The Colgate community is extremely excited about our bicentennial anniversary that kicked off this past weekend. It was really incredible to see all of the alumni, parents, faculty, staff, students and anyone else invested in Colgate get together and celebrate the beginning of a truly special year. But the bicentennial is special for more reasons than one, and one of those reasons dates back to 2011 when Colgate’s senior administration approved the Colgate Sustainability and Climate Action plan. The Plan holds the lofty goal of becoming carbon neutral by 2019, this coming year, our bicentennial.
First, what is carbon neutrality and why does it matter? Carbon neutrality is when an institution has a net zero carbon footprint through a balance of introducing as little carbon compounds as possible into the atmosphere and offsetting the remaining carbon. Offsets are things that sequester the equivalent of the atmospheric carbon that the institution produces. For example, Colgate’s biggest carbon offset program is the Patagonia Sur. Because of this program, 10,000 trees are planted annually in the Colgate Forest in Patagonia, Chile, and these trees sequester carbon and thus help to make Colgate carbon neutral.
In order to understand the importance of carbon neutrality, it is important to understand how much carbon, and how large a footprint, Colgate truly has. Colgate produces emissions through three different sources: scope one, two and three. Scope one sources are sources that are controlled by the institution, such as the heating plant. Scope two sources consist of the indirect emissions that are produced in the energy that Colgate purchases, such as the electricity. And lastly, scope three emissions consist of other indirect sources that are not controlled by the institution, such as faculty commutes and airfare, as well as paper consumption and the Colgate Cruisers. In 2009 and 2010, right before the senior administration set the goal of carbon neutrality by 2019, Colgate produced 17,353 and 14,505 tons of gross emissions respectively according to Colgate’s 2011 Greenhouse Gas Inventory. In 2017, Colgate produced 13,233 tons of gross emissions and 8,187 tons of net emissions. These numbers are a 21% and 51% reduction compared to the numbers that we saw in 2009. However, even these numbers give an idea about how much emissions Colgate University truly produces.

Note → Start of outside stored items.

PR #4432, opened 2023-11-02
deps: update oapi-codegen to v2

matzf:
The oapi-codegen libraries went through a reorganization; the repositories for the oapi-codegen build tool was separated from the runtime libraries.
In our normal code dependencies, the oapi-codegen build tool no longer shows up. Import it in a dummy .go file as an easy way to ensure that we have all the appropriate dependencies (via the `go.mod`/`go_deps.bzl`) . This leaves some clutter in the `go.mod` file which is not aesthetically pleasing, but is not a real issue due to dependency graph pruning.
The alternative solution would have been to manage the dependencies of the `rules_openapi` bazel rules explicitly in a `rules_openapi_dependencies` macro. This turns out to be rather cumbersome, and can lead to unexpected or even invalid dependency version combinations, because `rules_go` does not have a way to separate the dependencies of the build tools from the dependencies of the code.

Aside; fix `cfg = "exec"` for the oapi-codegen buildtool so that this tool is built for the environment of the builder, not the target platform.

- - -
This change is [Reviewable](https://reviewable.io/reviews/scionproto/scion/4432)


oncilla (changes requested):
> *[Reviewable](https://reviewable.io/reviews/scionproto/scion/4432)* status: 0 of 36 files reviewed, 1 unresolved discussion (waiting on @matzf)

*[a discussion](https://reviewable.io/reviews/scionproto/scion/4432#-NiFWwwU-nZSEjTwvFQi:-NiFWwwVEP-K6nUh6CJa:b-nplqsc) (no related file):*
Have you considered adding oapi-codgen to [tools.go](https://github.com/scionproto/scion/blob/master/tools/tools.go)?

I think it would be a nicer solution than manually maintaining the required go dependencies.

___

matzf (commented):
> *[Reviewable](https://reviewable.io/reviews/scionproto/scion/4432)* status: 0 of 36 files reviewed, 1 unresolved discussion (waiting on @oncilla)

*[a discussion](https://reviewable.io/reviews/scionproto/scion/4432#-NiFWwwU-nZSEjTwvFQi:-NiFYWSG3xeboija1sVG:b1em7y) (no related file):*

Have you considered adding oapi-codgen to [tools.go](https://github.com/scionproto/scion/blob/master/tools/tools.go)?

I think it would be a nicer solution than manually maintaining the required go dependencies.
</blockquote></details>

Interesting, no I haven't considered this, I'll give it a shot.

Generally I find it awkward that the `go.mod` file is polluted with build tools and all kinds of random garbage, so I wouldn't agree that is a _nicer_ solution, but it certainly is the _easiest_.

I was happy to remove things from `go.mod` (I was only disappointed that it wasn't more). What I would have preferred is to keep the dependencies of the oapi-codegen tool entirely separate from the other `go_deps.bzl` -- it's strange to me that rules_go seems to insist that everything in the workspace must be compiled with the same dependency versions.

___

oncilla (changes requested):
> Reviewed 30 of 36 files at r1, 14 of 14 files at r2, all commit messages.
> *[Reviewable](https://reviewable.io/reviews/scionproto/scion/4432)* status: all files reviewed, 1 unresolved discussion (waiting on @matzf)

*[a discussion](https://reviewable.io/reviews/scionproto/scion/4432#-NiFWwwU-nZSEjTwvFQi:-NiFvuel0P8KpryoKX98:b-8gqxbq) (no related file):*

Done.
</blockquote></details>

I think with dependency graph pruning, there is less of an issue with having a lot of dependencies in go.mod file.

alternative is to have a multi-module repo. But that has another can of worms that we don't want to worry about yet IMO.

___

oncilla (approved):
:lgtm:

> *[Reviewable](https://reviewable.io/reviews/scionproto/scion/4432#-:-NiFwQ1ZD--_hKfGzjOP:bnfp4nl)* status: :shipit: complete! all files reviewed, all discussions resolved (waiting on @matzf)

Carbon neutrality is so important, especially today, because of the positive effects that it can have on climate change and global warming. Climate change can affect everything from agriculture, floods, droughts and reduced crop yields to energy through increased demands for heating and cooling, to natural resources through destruction of forests and changes in forest types. Through our goal of becoming carbon neutral, we can do our part in staving off climate change and global warming and help to make the world less susceptible to those consequences. And even if you can’t plant a 10,000-tree forest to help Colgate sequester some of its carbon emissions, you can still do your part to help. Simple things such as turning off the lights when you leave a room, turning the thermostat down or washing laundry in cold water can help to reduce your, and Colgate’s, energy consumption. So let’s all celebrate a fun-filled bicentennial year and continue to take one step closer to celebrating our carbon neutrality in 2019.